INPUT FOR THIS TASK ::
================================
PR #714, opened 2021-09-26
Add special cases section

choldgraf:
There are some hubs that are "different" from our main `pilot-hubs/` deployments. These are harder to maintain for a variety of reasons, and we should discourage this practice in general and migrate these special-case hubs to our pilot-hubs/ infrastrucutre.

In the meantime, we should document these hubs more explicitly so it is clear what makes these hubs special, and how we can maintain them nonetheless.

This PR adds a short section on "special cases" to our list of running JupyterHubs. It also adds the U of T hub to this list, and notes a few special considerations.

### DIFF
--- a/docs/reference/hubs.md
+++ b/docs/reference/hubs.md
@@ -1,4 +1,9 @@
-# List of running hubs
+# JupyterHubs we manage
+
+Most of our JupyterHubs are centrally configured and deployed in [the `pilot-hubs/` repository](https://github.com/2i2c-org/pilot-hubs).
+However, there are a few hubs that are special-cased as well, and we list both on this page.
+
+## A complete list of our JupyterHubs
 
 Here's a list of running hubs.
 
@@ -27,3 +32,28 @@ $(document).ready( function () {
     });
 } );
 </script>
+
+## Special-cased hubs
+
+There are some hubs that we treat differently from others.
+This is heavily discouraged, but may be necessary to meet the needs of certain communities before our deployment infrastructure can accommodate them.
+
+### University of Toronto
+
+We run a JupyterHub for the University of Toronto.
+This is configured and deployed at [the `utoronto-deploy` repository](https://github.com/utoronto-2i2c/jupyterhub-deploy).
+
+**Special cases**
+
+There are a few special cases about this deployment:
+
+- **Authentication**: Uses [Azure Active Directory](https://azure.microsoft.com/en-us/services/active-directory/).
+  
+  This assigns each username a unique ID, like `adb7ebad-9fb8-481a-be4c-6c0a8b4se670`.
+- **U. Toronto provides us credentials for authentication**: Our hub uses a credential that allows us to authenticate with the U of T AzureAD service.
+  This credential must be **renewed annually** by the University of Toronto.
+  They must send us the new credential each year, or the hub will no longer be able to authenticate users.
+  See [this incident issue](https://github.com/2i2c-org/pilot-hubs/issues/637) for an example of what happens if these credentials aren't renewed.
+- **User image must be manually built and pushed**: The [user image for this hub](https://github.com/utoronto-2i2c/jupyterhub-deploy/tree/staging/deployments/utoronto/image) is quite large, as it accommodates a number of different use-cases. GitHub actions may not be able to build it, and so we need to build and pushed to the image registry.
+- **Runs on U Toronto Azure project**. This hub runs on the U of T Azure project, and their administrators must provide us access to their cloud in order to directly work on the hub.
+  Currently, only @yuvipanda and @GeorgianaElena have access to this hub.


docs/reference/hubs.md
```diff
@@ -26,4 +31,29 @@ $(document).ready( function () {
...
+  
+  This assigns each username a unique ID, like `adb7ebad-9fb8-481a-be4c-6c0a8b4se670`.
+- **U. Toronto provides us credentials for authentication**: Our hub uses a credential that allows us to authenticate with the U of T AzureAD service.
+  This credential must be **renewed annually** by the University of Toronto.
+  They must send us the new credential each year, or the hub will no longer be able to authenticate users.
+  See [this incident issue](https://github.com/2i2c-org/pilot-hubs/issues/637) for an example of what happens if these credentials aren't renewed.
+- **User image must be manually built and pushed**: The [user image for this hub](https://github.com/utoronto-2i2c/jupyterhub-deploy/tree/staging/deployments/utoronto/image) is quite large, as it accommodates a number of different use-cases. GitHub actions may not be able to build it, and so we need to build and pushed to the image registry.
+- **Runs on U Toronto Azure project**. This hub runs on the U of T Azure project, and their administrators must provide us access to their cloud in order to directly work on the hub.
+  Currently, only @yuvipanda and @GeorgianaElena have access to this hub.
```
sgibson91, line 59: We could make a similar statement about the Pangeo project

docs/reference/hubs.md
```diff
@@ -26,4 +31,29 @@ $(document).ready( function () {
...
+
+We run a JupyterHub for the University of Toronto.
+This is configured and deployed at [the `utoronto-deploy` repository](https://github.com/utoronto-2i2c/jupyterhub-deploy).
+
+**Special cases**
+
+There are a few special cases about this deployment:
+
+- **Authentication**: Uses [Azure Active Directory](https://azure.microsoft.com/en-us/services/active-directory/).
+
```
damianavila, line 51: Whiteline to be removed?

damianavila:
As a general comment, it is not clear to me when we classify a hub as a special case... can we be more specific about that definition?

choldgraf:
Thanks both for your comments!

For @damianavila's general point above, that's a good question. Let me give a stab at first defining our "standard stack" and then maybe that'll make it easier to decide what is a special case.

Standard stack:

- Configuration and CI/CD: In `pilot-hubs/`
- Cloud project: Owned by 2i2c
- Environment: uses a base environment, or uses an image deployed with the repo2docker action
- Authentication: GitHub or Google OAuth
- Cloud data: something 2i2c doesn't need to know about, handle authorization credentials for, etc

Is that a reasonable start? Am I missing anything?

As we develop the infrastructure further, things that are currently "bespoke" can become "standardized". For example, right now the Pangeo hub + the Toronto hub both run on cloud projects that we don't control. Right now I'd consider that "non-standard" because we haven't yet figured out a pattern to sustainably / repeatably follow there.

For the hubs where we do non-standard things, we should:

1. Decide if the non-standard thing *should* be standardized, and use the hub as inspiration to drive development that makes this hapen.
2. If the thing *should not* be standardized, we should either move towards migrating them off of that pattern, or we should decide how to charge them extra $$$ to cover the extra labor we incur in doing this non-standard thing.

Does that make sense? 

So then for the Toronto hub, it is non-standard because:

- Vendor: U Toronto project, not ours
- Authentication: AzureAD, not Github/Google OAuth
- Environment: Custom Dockerfile embedded in their repo
- CI/CD: Dedicated repository using hubploy

For Pangeo, it is non-standard because:

- Vendor: Columbia project, not ours
- Authentication: Soon to be GitHub Teams, but @sgibson91 is doing awesome work to standardize the deployment of that in our hubs :-)


# Does this sound reasonable?

If so, maybe I can write this up in the same page above? What do you think?

sgibson91:
This makes broad sense to me and I can't think of any obvious points you've missed :)

damianavila:
Thanks for that summary/proposal @choldgraf!

So, given your proposal, how do you classify the AWS clusters supporting Carbonplan, Farallon, and Openscapes hubs?
Technically, all of them live in their own AWS accounts and we are been given permissions to deploy on them.
Would not be that something close to the Pangeo (except for the Github Teams, of course)?

I think, according to your guidelines above, the only special case is the Toronto one, do you agree?

choldgraf:
For sure - just wanted to get a gut check before updating the PR :-)

For your question, I think that I'd direct it back to the @2i2c-org/tech-team :-)  do we think that our process and infrastructure is in a state where we'd consider hubs like carbon plan / pangeo / etc to no-longer be special cases? E.g., if a new community came with similar needs, would we know what to do, how to do it, and in a sustainable fashion? To some degree, "special case" also means "there are likely many unknown unknowns which is why we're doing this to learn". Do we think we are there yet? (maybe something to discuss tomorrow?)

sgibson91:
In the case of Pangeo, it's only getting access to the project that requires a different process. All the other work I did for that cluster (e.g. private nodes) could be applied to a new hub from the pilot-hubs repo just by using a flag somewhere in the config.

damianavila:
In the Farallon and Openscapes, which are kops-based clusters, I think we have the pieces in a good shape.
For the Carbonplan cluster, which is EKS-based, we still need documentation about setting up the cluster.
I think I would probably consider it a special case because this is our first EKS deployment (originated from the fact kops was not behaving enough well for the carbonplan usage case), but that is debatable as well :wink: .

choldgraf:
Hey all - I think this PR is stale now, and I don't have the time to follow up to figure out what needs to be updated. We've changed a bunch of the cluster deployments since it was opened, and have also opened some issues specific to each hub (e.g. Toronto access) so it may not be as urgent as before. I'll close this but please somebody ping here if there's something we should follow up on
================================
EXERCISE AIM :: All of the material must appear again, exactly as given.

RESULT OF THE EXERCISE ::
PR #714, opened 2021-09-26
Add special cases section

choldgraf:
There are some hubs that are "different" from our main `pilot-hubs/` deployments. These are harder to maintain for a variety of reasons, and we should discourage this practice in general and migrate these special-case hubs to our pilot-hubs/ infrastrucutre.

In the meantime, we should document these hubs more explicitly so it is clear what makes these hubs special, and how we can maintain them nonetheless.

This PR adds a short section on "special cases" to our list of running JupyterHubs. It also adds the U of T hub to this list, and notes a few special considerations.

### DIFF
--- a/docs/reference/hubs.md
+++ b/docs/reference/hubs.md
@@ -1,4 +1,9 @@
-# List of running hubs
+# JupyterHubs we manage
+
+Most of our JupyterHubs are centrally configured and deployed in [the `pilot-hubs/` repository](https://github.com/2i2c-org/pilot-hubs).
+However, there are a few hubs that are special-cased as well, and we list both on this page.
+
+## A complete list of our JupyterHubs
 
 Here's a list of running hubs.
 
@@ -27,3 +32,28 @@ $(document).ready( function () {
     });
 } );
 </script>
+
+## Special-cased hubs
+
+There are some hubs that we treat differently from others.
+This is heavily discouraged, but may be necessary to meet the needs of certain communities before our deployment infrastructure can accommodate them.
+
+### University of Toronto
+
+We run a JupyterHub for the University of Toronto.
+This is configured and deployed at [the `utoronto-deploy` repository](https://github.com/utoronto-2i2c/jupyterhub-deploy).
+
+**Special cases**
+
+There are a few special cases about this deployment:
+
+- **Authentication**: Uses [Azure Active Directory](https://azure.microsoft.com/en-us/services/active-directory/).
+  
+  This assigns each username a unique ID, like `adb7ebad-9fb8-481a-be4c-6c0a8b4se670`.
+- **U. Toronto provides us credentials for authentication**: Our hub uses a credential that allows us to authenticate with the U of T AzureAD service.
+  This credential must be **renewed annually** by the University of Toronto.
+  They must send us the new credential each year, or the hub will no longer be able to authenticate users.
+  See [this incident issue](https://github.com/2i2c-org/pilot-hubs/issues/637) for an example of what happens if these credentials aren't renewed.
+- **User image must be manually built and pushed**: The [user image for this hub](https://github.com/utoronto-2i2c/jupyterhub-deploy/tree/staging/deployments/utoronto/image) is quite large, as it accommodates a number of different use-cases. GitHub actions may not be able to build it, and so we need to build and pushed to the image registry.
+- **Runs on U Toronto Azure project**. This hub runs on the U of T Azure project, and their administrators must provide us access to their cloud in order to directly work on the hub.
+  Currently, only @yuvipanda and @GeorgianaElena have access to this hub.


docs/reference/hubs.md
```diff
@@ -26,4 +31,29 @@ $(document).ready( function () {
...
+  
+  This assigns each username a unique ID, like `adb7ebad-9fb8-481a-be4c-6c0a8b4se670`.
+- **U. Toronto provides us credentials for authentication**: Our hub uses a credential that allows us to authenticate with the U of T AzureAD service.
+  This credential must be **renewed annually** by the University of Toronto.
+  They must send us the new credential each year, or the hub will no longer be able to authenticate users.
+  See [this incident issue](https://github.com/2i2c-org/pilot-hubs/issues/637) for an example of what happens if these credentials aren't renewed.
+- **User image must be manually built and pushed**: The [user image for this hub](https://github.com/utoronto-2i2c/jupyterhub-deploy/tree/staging/deployments/utoronto/image) is quite large, as it accommodates a number of different use-cases. GitHub actions may not be able to build it, and so we need to build and pushed to the image registry.
+- **Runs on U Toronto Azure project**. This hub runs on the U of T Azure project, and their administrators must provide us access to their cloud in order to directly work on the hub.
+  Currently, only @yuvipanda and @GeorgianaElena have access to this hub.
```
sgibson91, line 59: We could make a similar statement about the Pangeo project

docs/reference/hubs.md
```diff
@@ -26,4 +31,29 @@ $(document).ready( function () {
...
+
+We run a JupyterHub for the University of Toronto.
+This is configured and deployed at [the `utoronto-deploy` repository](https://github.com/utoronto-2i2c/jupyterhub-deploy).
+
+**Special cases**
+
+There are a few special cases about this deployment:
+
+- **Authentication**: Uses [Azure Active Directory](https://azure.microsoft.com/en-us/services/active-directory/).
+
```
damianavila, line 51: Whiteline to be removed?

damianavila:
As a general comment, it is not clear to me when we classify a hub as a special case... can we be more specific about that definition?

choldgraf:
Thanks both for your comments!

For @damianavila's general point above, that's a good question. Let me give a stab at first defining our "standard stack" and then maybe that'll make it easier to decide what is a special case.

Standard stack:

- Configuration and CI/CD: In `pilot-hubs/`
- Cloud project: Owned by 2i2c
- Environment: uses a base environment, or uses an image deployed with the repo2docker action
- Authentication: GitHub or Google OAuth
- Cloud data: something 2i2c doesn't need to know about, handle authorization credentials for, etc

Is that a reasonable start? Am I missing anything?

As we develop the infrastructure further, things that are currently "bespoke" can become "standardized". For example, right now the Pangeo hub + the Toronto hub both run on cloud projects that we don't control. Right now I'd consider that "non-standard" because we haven't yet figured out a pattern to sustainably / repeatably follow there.

For the hubs where we do non-standard things, we should:

1. Decide if the non-standard thing *should* be standardized, and use the hub as inspiration to drive development that makes this hapen.
2. If the thing *should not* be standardized, we should either move towards migrating them off of that pattern, or we should decide how to charge them extra $$$ to cover the extra labor we incur in doing this non-standard thing.

Does that make sense? 

So then for the Toronto hub, it is non-standard because:

- Vendor: U Toronto project, not ours
- Authentication: AzureAD, not Github/Google OAuth
- Environment: Custom Dockerfile embedded in their repo
- CI/CD: Dedicated repository using hubploy

For Pangeo, it is non-standard because:

- Vendor: Columbia project, not ours
- Authentication: Soon to be GitHub Teams, but @sgibson91 is doing awesome work to standardize the deployment of that in our hubs :-)


# Does this sound reasonable?

If so, maybe I can write this up in the same page above? What do you think?

sgibson91:
This makes broad sense to me and I can't think of any obvious points you've missed :)

damianavila:
Thanks for that summary/proposal @choldgraf!

So, given your proposal, how do you classify the AWS clusters supporting Carbonplan, Farallon, and Openscapes hubs?
Technically, all of them live in their own AWS accounts and we are been given permissions to deploy on them.
Would not be that something close to the Pangeo (except for the Github Teams, of course)?

I think, according to your guidelines above, the only special case is the Toronto one, do you agree?

choldgraf:
For sure - just wanted to get a gut check before updating the PR :-)

For your question, I think that I'd direct it back to the @2i2c-org/tech-team :-)  do we think that our process and infrastructure is in a state where we'd consider hubs like carbon plan / pangeo / etc to no-longer be special cases? E.g., if a new community came with similar needs, would we know what to do, how to do it, and in a sustainable fashion? To some degree, "special case" also means "there are likely many unknown unknowns which is why we're doing this to learn". Do we think we are there yet? (maybe something to discuss tomorrow?)

sgibson91:
In the case of Pangeo, it's only getting access to the project that requires a different process. All the other work I did for that cluster (e.g. private nodes) could be applied to a new hub from the pilot-hubs repo just by using a flag somewhere in the config.

damianavila:
In the Farallon and Openscapes, which are kops-based clusters, I think we have the pieces in a good shape.
For the Carbonplan cluster, which is EKS-based, we still need documentation about setting up the cluster.
I think I would probably consider it a special case because this is our first EKS deployment (originated from the fact kops was not behaving enough well for the carbonplan usage case), but that is debatable as well :wink: .

choldgraf:
Hey all - I think this PR is stale now, and I don't have the time to follow up to figure out what needs to be updated. We've changed a bunch of the cluster deployments since it was opened, and have also opened some issues specific to each hub (e.g. Toronto access) so it may not be as urgent as before. I'll close this but please somebody ping here if there's something we should follow up on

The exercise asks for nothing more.